The increased risk of developing infections, including tuberculosis, is a major point of discussion when discussing the safety of TNF inhibitors. Previous studies of anti-TNF therapy have not found a significant increase in the incidence of serious infections, although evidence has been found indicating this possibility. An analysis of data from the German Biological Register revealed a 2-fold increase in the risk of serious infections. In subsequent studies, the dependence of the risk on time also remained unchanged. One possible explanation for this relationship is the assumption that the degree of risk is due to a decrease in the dose of glucocorticoids with the effectiveness of anti-TNF drugs, a decrease in the severity of the disease, as well as a decrease in the number of susceptible patients (in patients belonging to the group high risk, infections occurred early, at the beginning of treatment, as a result of which therapy was discontinued, due to which treatment continued only in a cohort of patients with a low risk of infection).

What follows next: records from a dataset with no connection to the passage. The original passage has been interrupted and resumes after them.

PR #222, opened 2017-09-07
A bunch of code cleanups mostly for style.

JakeWharton:
Wherein I make a PR exactly like those I hate receiving: code style cleanups for every file!


JakeWharton:
Got carried away while looking for something useful to do...

src/main/java/com/squareup/kotlinpoet/CodeWriter.kt
```diff
@@ -302,14 +292,11 @@ internal class CodeWriter constructor(
...
   private fun emitLiteral(o: Any?) {
-    if (o is TypeSpec) {
-      o.emit(this, null)
-    } else if (o is AnnotationSpec) {
-      o.emit(this, inline = true, asParameter = true)
-    } else if (o is CodeBlock) {
-      emitCode(o)
-    } else {
-      emit(o.toString())
+    when (o) {
```
Egorand: Could've also been `= when(o) {`. Do you prefer braces when the return type is `Unit`?

JakeWharton: Not necessarily. I'm not sure why I didn't do it for this one. Will look later.

src/main/java/com/squareup/kotlinpoet/ClassName.kt
```diff
@@ -88,12 +88,12 @@ class ClassName internal constructor(
         packageName + "." + names[1]
     }
     // concat top level class name and nested names
-    val builder = StringBuilder()
-    builder.append(topLevelClassName())
-    for (name in simpleNames().subList(1, simpleNames().size)) {
-      builder.append('$').append(name)
+    return buildString {
```
swankjesse: 🆒

src/main/java/com/squareup/kotlinpoet/CodeBlock.kt
```diff
@@ -311,30 +315,26 @@ class CodeBlock private constructor(
...
-        is TypeSpec -> return o.name!!
-        else -> throw IllegalArgumentException("expected name but was " + o)
-      }
+    private fun argToName(o: Any?) = when (o) {
+      is CharSequence -> o.toString()
+      is ParameterSpec -> o.name
+      is PropertySpec -> o.name
+      is FunSpec -> o.name
+      is TypeSpec -> o.name!!
+      else -> throw IllegalArgumentException("expected name but was " + o)
```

In a study by Grijalva et al. absolute incidence of infections in comparison group patients was much higher than in other studies of patients treated with rheumatoid arthritis disease-modifying drugs.

Contraindications:
Anti-TNF therapy should not be prescribed to weakened patients, as well as those who have previously had an infectious disease, because in both of these cases they are at high risk of infection.

The antitumor effect of TNF is enhanced by the combination of TNF with IFN-gamma

The engineered tumor necrosis factor α-thymosin-a1 (TNF-T) fusion protein has potent immunostimulatory effects. In terms of the spectrum and activity of action on tumor cells, the TNF-T drug is not inferior, and on some tumors it is superior to human TNF. Moreover, TNF-T has 100 times less overall toxicity than TNF, which has been confirmed clinical trials at the Russian Scientific Research Center named after. N. N. Blokhin (Moscow) and the Research Institute of Oncology named after. N. N. Petrova (St. Petersburg). For the first time in the world, the clinic confirmed that the addition of thymosin-a1 to TNF reduced its overall toxicity and gave it new properties.